A priori is a mode of knowing that comes before experience. It obviously came from the word prior which means before. My first serious encounter of the term was with Immanuel Kant in the Preface of the Critique of Pure Reason
where he extended this epistemic tool into metaphysics. We know
numbers in an a priori sense, there is an immediate and internal
experience of "number two" if one says "two." One does not necessarily
need two trees nor bananas to think of "two" — since this number comes
to the mind prior than its representations. It means to say that when
we speak of a priori, we do not just speak of how one knows but what
one knows. Phenomenologists took the term seriously, while referring
immediately to a kind of being that exists prior to experience.
Instead of focusing on traditional mind-mechanisms like anamnesis
(where one draws out what is essentially "his", i.e., had been
internalized), a priori becomes a mode of existence — a permanent and
independent one. A good example of this is how we know about the
existence of our nape. It takes a mirror, and not a direct
encounter/experience to realize that we have one. Another would be the
things that we are deprived from when we are invincibly ignorant — we
may know, yet we do not have the chance to do so. A thing is an a
priori insofar as it is — regardless of the knower, or of the mode of
experience. Max Scheler, on the other hand, would talk of a priori
values or fixed virtues that we strive to comply with in order to put
up an ethical life. This means to say that even if we live according
to experience, and according to our preferred order of values, we are
always called to make things right — to comply with an a priori, which
is in accordance to our nature as human beings.
Traditionally
, an a priori becomes an a priori because of its being fixed — it is
there, and is bound to exist because of its telos - reason or
rationale. This should be easy when thinking of plain concepts.

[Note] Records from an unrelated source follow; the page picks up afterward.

PR #5211, opened 2022-07-26
Orca: set conf to None when using spark-submit

lalalapotter:
## Description
This PR is to fix the issues report by customers when using spark-submit to submit tasks. If we use `conf` in `init_orca_context`, the `conf` will not be convert to `SparkConf` when using spark-submit and lead to exception. In this PR, we check the `conf`  before using it as `SparkConf` to avoid `no attribute 'getAll()'` exception.

### DIFF
--- a/python/orca/src/bigdl/orca/common.py
+++ b/python/orca/src/bigdl/orca/common.py
@@ -252,7 +252,7 @@ def init_orca_context(cluster_mode=None, runtime="spark", cores=2, memory="2g", 
                 from bigdl.dllib.nncontext import init_nncontext
                 if "conf" in spark_args and spark_args["conf"] is not None:
                     warnings.warn("For spark-submit cluster_mode, all conf should be "
-                                  + "specified in the spark-submit command , but got "
+                                  + "specified in the spark-submit command, but got "
                                   + repr(spark_args["conf"]) + ", ignored", Warning)
                     spark_args["conf"] = None
                 sc = init_nncontext(**spark_args)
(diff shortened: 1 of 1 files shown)


python/orca/src/bigdl/orca/common.py
```diff
@@ -250,6 +250,10 @@ def init_orca_context(cluster_mode=None, runtime="spark", cores=2, memory="2g",
                 sc = init_spark_on_local(cores, **spark_args)
             elif cluster_mode == "spark-submit":
                 from bigdl.dllib.nncontext import init_nncontext
+                if "conf" in spark_args and spark_args["conf"] is not None:
+                    warnings.warn("For Spark-submit mode, conf should be None, but got "
```
hkvision, line 254: Spark-submit mode -> spark-submit cluster_mode

hkvision: change to `all conf should be specified in the spark-submit command`

lalalapotter:
PR Validation Results:

[Passed](http://10.112.231.51:18888/job/BigDL-Orca-PR-Validation/868/), several test failed at first validation and passed when rerunning the test.

python/orca/src/bigdl/orca/common.py
lalalapotter: fixed in new commit

hkvision (approved):

python/orca/src/bigdl/orca/common.py
```diff
@@ -250,6 +250,11 @@ def init_orca_context(cluster_mode=None, runtime="spark", cores=2, memory="2g",
                 sc = init_spark_on_local(cores, **spark_args)
             elif cluster_mode == "spark-submit":
                 from bigdl.dllib.nncontext import init_nncontext
+                if "conf" in spark_args and spark_args["conf"] is not None:
+                    warnings.warn("For spark-submit cluster_mode, all conf should be "
+                                  + "specified in the spark-submit command , but got "
```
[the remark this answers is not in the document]
lalalapotter: fixed

PR #5224, opened 2022-07-27
Chronos: How-to-Guides (How to train forecaster)

Chaselzxy:
## Description

Add How-to-Guides, and help users train forecaster.

### 1. Why the change?

Make our doc more friendly.

### 2. User API changes

No changed.

### 3. Summary of the change 
https://howtodoc.readthedocs.io/en/how_to/doc/Chronos/Howto/how_to_train_forecaster_on_one_node.html

### 4. How to test?
- [ ] Document test

### 5. New dependencies


TheaperDeng:
We can follow such overview for this page, currently this draft is kind of like an API doc :)

Maybe use a jupyter notebook and transform to html could be a good choice, since we may need to show some output to our users.

# Train Forecaster on one node

A paragraph quickly illustrate

1. Why we need to train a forecaster? (to learn the pattern (like the period, scale...) in history data)

2. Chronos only support CPU training (and acceleration on Intel CPU) for training,. Since time series data is not large, CPU training is enough for most cases.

Epistemic products, plain mind-objects that are cold and abstract would
be amenable to the fixed character of the a priori. However, this
becomes a big problem when talking of human experience.
Nailing a
friendship into a lifetime kind, for example, is putting a relation
into a stable and fixed state. We could even say that friends who had
been struggling to be good and worthy for each other are meant to be
friends - the relation must have been fated — and despite all the
hardships, an implicit sense of commitment can always be seen that
makes the link PERMANENT. For the thought that friendship shall last
forever, these two persons could always believe that the link shall
stay same — through thick and thin, no matter what happens and no
matter what they will. For every error, there is forgiveness. For
allowing the other to grow, there’s permissiveness. For the holy name
of respect, there’s proximity — distance and space, while having in
mind that friends shall always remain friends, if they truly are
friends. There is then an a priori sense of friendship. Proof to this
are the following lines, "No matter what happens, we remain friends.

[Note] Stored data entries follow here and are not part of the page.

PR #5227, opened 2022-07-27
Chronos: Lazy load Forecaster

liangs6212:
## Description

LazyImport does not load the required module immediately, it only loads the module when it is called, makes module loading more friendly.

### 1. Why the change?

The coupling between modules is too high, the first load time is too long, and all modules will be loaded.
Not all modules need to be loaded when using Installation Options.

### 2. User API changes

No changed

### 3. Summary of the change 

Optimized forecaster startup time, Runs 100% faster.
Increase flexibility in writing code and reduce coupling.

### 4. How to test?
- [ ] Unit test
- [ ] Application test

### 5. API usage

```python
# 1. will use __call__
LSTMForecaster = LazyImport('bigdl.chronos.forecaster.LSTMForecaster')
forecaster = LSTMForecaster(input_feature_num=1,
                                               output_feature_num=1,
                                               past_seq_len=48)


# 2. will use __getattr__
TCNForecaster = LazyImport('bigdl.chronos.forecaster.TCNForecaster')
tcn = TCNForecaster.from_tsdataset(tsdataset. ...)
```

### 6. Known issues
- [x] LazyImport imports may import multiple times
- [x] LazyImport does not throw errors and warnings
- [x] LazyImport may import all Forecasters, making the message unfriendly.
- [x] other possible changes: remove all warnings.
- [x] The form bigdl.chronos.forecaster.lstm_forecaster.LSTMForecaster is not accepted because LSTMForecaster is a class
- [x] Migration Comments and remove warnings.warn.

### DIFF
--- a/python/chronos/src/bigdl/chronos/forecaster/__init__.py
+++ b/python/chronos/src/bigdl/chronos/forecaster/__init__.py
@@ -61,7 +61,6 @@ if not orca_available:
     warnings.warn("Please install `bigdl-orca` to use full collection of forecasters.")
 
 # import forecasters
-bigdl = LazyImport('bigdl')
 PREFIXNAME = 'bigdl.chronos.forecaster.'
 if torch_available:
     LSTMForecaster = LazyImport(PREFIXNAME+'lstm_forecaster.LSTMForecaster')
--- a/python/chronos/src/bigdl/chronos/forecaster/__init__.py
+++ b/python/chronos/src/bigdl/chronos/forecaster/__init__.py
@@ -16,6 +16,7 @@
 
 import warnings
 import logging
+import importlib
 from bigdl.chronos.utils import LazyImport
 # unset the KMP_INIT_AT_FORK
 # which will cause significant slow down in multiprocessing training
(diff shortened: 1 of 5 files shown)


python/chronos/src/bigdl/chronos/utils.py
```diff
@@ -30,3 +31,33 @@ def wrapped(*args, **kwargs):
...
+    def __init__(self, module_name, pkg=None):
+        self.module_name = module_name
+        self.pkg = pkg
+
+    def __getattr__(self, name):
+        try:
+            module = importlib.import_module(self.module_name, package=self.pkg)
+            mod = getattr(module, name)
+        except:
+            spec = importlib.util.find_spec(str(self.module_name + '.' + name))
```
TheaperDeng, line 53: On what circumstances this `except` will be effective, I don't think we may find this "..LSTMForecaster.predict" or some thing like that

python/chronos/src/bigdl/chronos/forecaster/__init__.py
```diff
@@ -64,16 +65,17 @@ def __exit__(self, *args, **opts):
     warnings.warn("Please install `bigdl-orca` to use full collection of forecasters.")
 
 # import forecasters
+PREFIX_PATH = 'bigdl.chronos.forecaster'
 if torch_available:
-    from .lstm_forecaster import LSTMForecaster
-    from .tcn_forecaster import TCNForecaster
-    from .seq2seq_forecaster import Seq2SeqForecaster
-    from .nbeats_forecaster import NBeatsForecaster
+    LSTMForecaster = LazyImport('..LSTMForecaster', pkg=PREFIX_PATH+'.lstm_forecaster')
```
TheaperDeng, line 70: I think these 2 dots is used to avoid error in `LazyImport`'s `__call__`, I think we can further enhance the implementation of `LazyImport` rather than use some walkaroud when we call it.

python/chronos/src/bigdl/chronos/forecaster/__init__.py
```diff
@@ -64,16 +65,17 @@ def __exit__(self, *args, **opts):
...
+    NBeatsForecaster = LazyImport('..NBeatsForecaster', pkg=PREFIX_PATH+'.nbeats_forecaster')
     if orca_available:
-        from .tcmf_forecaster import TCMFForecaster
+        TCMFForecaster = LazyImport('..TCMFForecaster', pkg=PREFIX_PATH+'.tcmf_forecaster')
 if tf_available:
-    from .tf.mtnet_forecaster import MTNetForecaster
+    MTNetForecaster = LazyImport('..MTNetForecaster', pkg=PREFIX_PATH+'.tf.mtnet_forecaster')
 if prophet_available:
-    from .prophet_forecaster import ProphetForecaster
+    ProphetForecaster = LazyImport('..ProphetForecaster', pkg=PREFIX_PATH+'.ProphetForecaster')
```
TheaperDeng, line 79: `+'.prophet_forecaster'`

python/chronos/src/bigdl/chronos/forecaster/__init__.py
```diff
@@ -64,16 +65,17 @@ def __exit__(self, *args, **opts):
...
 if arima_available:
-    from .arima_forecaster import ARIMAForecaster
+    ARIMAForecaster = LazyImport('..ARIMAForecaster', pkg=PREFIX_PATH+'.ARIMAForecaster')
```
TheaperDeng, line 81: `+'.arima_forecaster'`

python/chronos/src/bigdl/chronos/utils.py
```diff
@@ -30,3 +31,33 @@ def wrapped(*args, **kwargs):
...
+            mod = importlib.util.module_from_spec(spec)
+            spec.loader.exec_module(mod)
+        return mod
+
+    def __call__(self, *args, **kwargs):
+        function_name = self.module_name.split('.')[-1]
+        module_name = self.module_name.split(f'.{function_name}')[0]
```
TheaperDeng, line 60: I think you may just want to first check if there is a function name (by checking if there is a `.` in module_name) and then devide into 2 paths.
1. function_name is valid, we will follow the same code here.
2. function_name is not valid, we will just `return module(*args, **kwargs)`

python/chronos/src/bigdl/chronos/forecaster/__init__.py
```diff
@@ -64,16 +65,17 @@ def __exit__(self, *args, **opts):
     warnings.warn("Please install `bigdl-orca` to use full collection of forecasters.")
 
 # import forecasters
+PREFIX_PATH = 'bigdl.chronos.forecaster'
 if torch_available:
```
TheaperDeng, line 69: check `torch_available` and many other variables by `importlib.util.find_spec`

python/chronos/src/bigdl/chronos/utils.py
liangs6212: you are right. `..LSTMForecaster` was originally designed to solve the problem of relative path import, but will cause the above problem, and now it has all been imported with absolute path.

python/chronos/src/bigdl/chronos/forecaster/__init__.py
liangs6212: In the previous answer, the pkg parameter is also preserved in `LazyImport`, but will not be used.

python/chronos/src/bigdl/chronos/forecaster/__init__.py
liangs6212: fixed

python/chronos/src/bigdl/chronos/forecaster/__init__.py
liangs6212: fixed

python/chronos/src/bigdl/chronos/forecaster/__init__.py
liangs6212: Except for `tensorflow` and `prophet`, other modules have been replaced.
Reason
* We will use `tf.__version__` to check if the user has the correct version installed.
* `Prophet` will print redundant information after using `importlib.util.find_spec`, like this (import `plotly` failure!), We don't need this package.

python/chronos/src/bigdl/chronos/utils.py
liangs6212: I don't check the function name judgment here, but I can add it later.
The purpose of splitting is to import the parent module. If the function name is invalid, then `__getattr__` will report an error.

liangs6212:
Can we delete some `xxx_available` because their functions have been replaced. @TheaperDeng

python/chronos/src/bigdl/chronos/utils.py
```diff
@@ -30,3 +32,67 @@ def wrapped(*args, **kwargs):
...
     return deprecated_decorator
+
+
+# code adaptted from https://github.com/intel/neural-compressor/
+#                    blob/master/neural_compressor/utils/utility.py#L62
+class LazyImport:
+    """
+    Example:
+        >>> from bigdl.chronos.utils import LazyImport
+        >>> forecaster = LazyImport('bigdl.chronos.forecaster.lstm_forecaster.LSTMForecaster')
```
TheaperDeng, line 43: just to confirm, so the `pkg` parameter won't be used right?

liangs6212: Yep.

python/chronos/src/bigdl/chronos/forecaster/__init__.py
```diff
@@ -29,51 +31,48 @@ def __exit__(self, *args, **opts):
...
-arima_available = False
-orca_available = False
-try:
-    import torch
-    torch_available = True
-except:
+torch_available = bool(importlib.util.find_spec('torch'))
+if not torch_available:
     warnings.warn("Please install `torch` to use forecasters, including TCMFForecaster, "
                   "TCNForecaster, LSTMForecaster, Seq2SeqForecaster.")
```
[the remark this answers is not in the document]
liangs6212: Will be done with migration comments.

python/chronos/src/bigdl/chronos/utils.py
```diff
@@ -30,3 +32,58 @@ def wrapped(*args, **kwargs):
...
+
+        try:
+            module = importlib.import_module(parent_name)
+            module = getattr(module, child_name) if child_name else module
+        except AttributeError:
+            # concatenate possible class names
+            full_module_name = parent_name+'.'+child_name if child_name else parent_name
+            spec = importlib.util.find_spec(full_module_name)
+            module = importlib.util.module_from_spec(spec)
+            spec.loader.exec_module(module)
```
TheaperDeng, line 77: on what circumstances this branch (line 72 - 77) is needed?

TheaperDeng (commented):
others LGTM

python/chronos/src/bigdl/chronos/utils.py
TheaperDeng: had an offline discussion, this is used for some staticmethod such as `from_tsdataset`. Please add some comment for line 70-71 and line 72-77

TheaperDeng (approved):

liangs6212:
http://10.112.231.51:18889/view/BigDL-PR-Validation/job/BigDL-Chronos-PR-Validation/693/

Regardless if you care or not, I would still accept you." (implicit:
do whatever you want, you’re a friend to me) OR "You’ll always be a
friend, regardless of what you say. I shall never betray you anyway."

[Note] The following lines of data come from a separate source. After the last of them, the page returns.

PR #5238, opened 2022-07-28
Update NCF example

hkvision:
## Description

Make the default values smaller and update some minor things.


hkvision:
jenkins passed: http://10.112.231.51:18888/job/BigDL-Friesian-PR-Validation/174/

PR #6119, opened 2022-10-14
[WIP] Chronos: add a seasonality checker to TSDataset's initialization

TheaperDeng:
### 1. Why the change?
1. `statsmodel` is not in our default dependency, which makes the cycle detection not friendly.
2. a seasonality checker is needed to warn our users that their data might not be forecasted easily.

### 2. User API changes
nothing

### 3. Summary of the change 
1. Change the implementation in cycle detection from relying on `statsmodel` to plain numpy implementation
4. Add a new checker in quality check without repair(since we can't repair this one) to 

### 4. How to test?
- [ ] Unit test

### 5. New dependencies

Remove a dependency: `statsmodel`


TheaperDeng:
hold this PR for a better API design due to the high latency add-on

PR #6120, opened 2022-10-14
[PPML] add bigdl jars into classpath in bigdl-ppml-submit.sh

liu-shaojun:
### 1. Why the change?
The versions of some libraries of bigdl and spark are in conflict, bigdl-ppml-submit.sh is to load the library of spark first, so Azure API cannot be called successfully. This submission is to add bigdl into classpath so that bidl jars can be loaded first.


jenniew (approved):
LGTM

PR #6128, opened 2022-10-14
Chronos: add `TSInferenceOptimizer` and use it to replace `Trainer.quantize/trace`

TheaperDeng:
### 1. Why the change?
`Trainer.quantize` and `Trainer.trace` is deprecated, use `InferenceOptimizer` to replace `Trainer`.

### 2. User API changes
Nothing

### 3. Summary of the change 
Add a chronos namespace InferenceOptimizer
Change base forecaster to use this rather than Trainer

### 4. How to test?
- [x] Unit test


rnwang04:
LGTM.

(implicit: you’re a friend to me even if i disappoint you). Now I
think these lines serve as threats.
I move that we should not
be complacent with these wonderful a prioris. Sure I won’t betray, but
by my own doing I can always be turned away from. I can’t keep human
relations, and in this given example a wonderful friendship, just on my
own. Being tired, feeling wounded and useless for being not listened
to are heavy responses to complacency, because "friendship will always
yet just be there — no matter what". While a priori refers to the
"relation" — it cannot totally cover human experience. I am keeping
not a linkage of ideas but of lived persons. Unfaltering love and
concern does not mean "just being around", it means keeping up, saving
things and values not because it allays my heavy heart within this
particular moment but because it is slowly creating me as a person who
is up to what is good. I think we should be reminded that flexing a
priori to human experience
calls for a sort of maintenance. We keep things that are fixedly good
through an active sense of commitment. We are now called again to
weigh, to understand values as how they come. To clear, this is not
objectification, but a proper way of understanding a person in way he
makes himself.
By friendship, we understand that there are
things that we can always nail as fixed, hail as a priori or even
fated, yet we may easily lose. Even if thought of, feelings may always
make it slither away. And with that, one has to be careful. At this
stance, we are not just dealing with concepts nor of cold commitments.
We deal with reality.
August 2nd, 2007 at 12:55 pm
friends are friends when they are there…friends who shared are never there…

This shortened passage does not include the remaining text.